Exercise prompt -
Transcribe the records exactly from the line with "## Description" to the end, both included.
** Extracted records follows **
PR #17647, opened 2020-09-23
Install ddclient cache directory with proper permissions

emlove:
## Description
Previously, the ddclient cache directory was not created until a reboot. Switching to the new tmpfiles eclass lets us process the tmpfile config after installing to ensure the service can be started immediately.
** End of Extracted records **
Answer space -
## Description
Previously, the ddclient cache directory was not created until a reboot. Switching to the new tmpfiles eclass lets us process the tmpfile config after installing to ensure the service can be started immediately.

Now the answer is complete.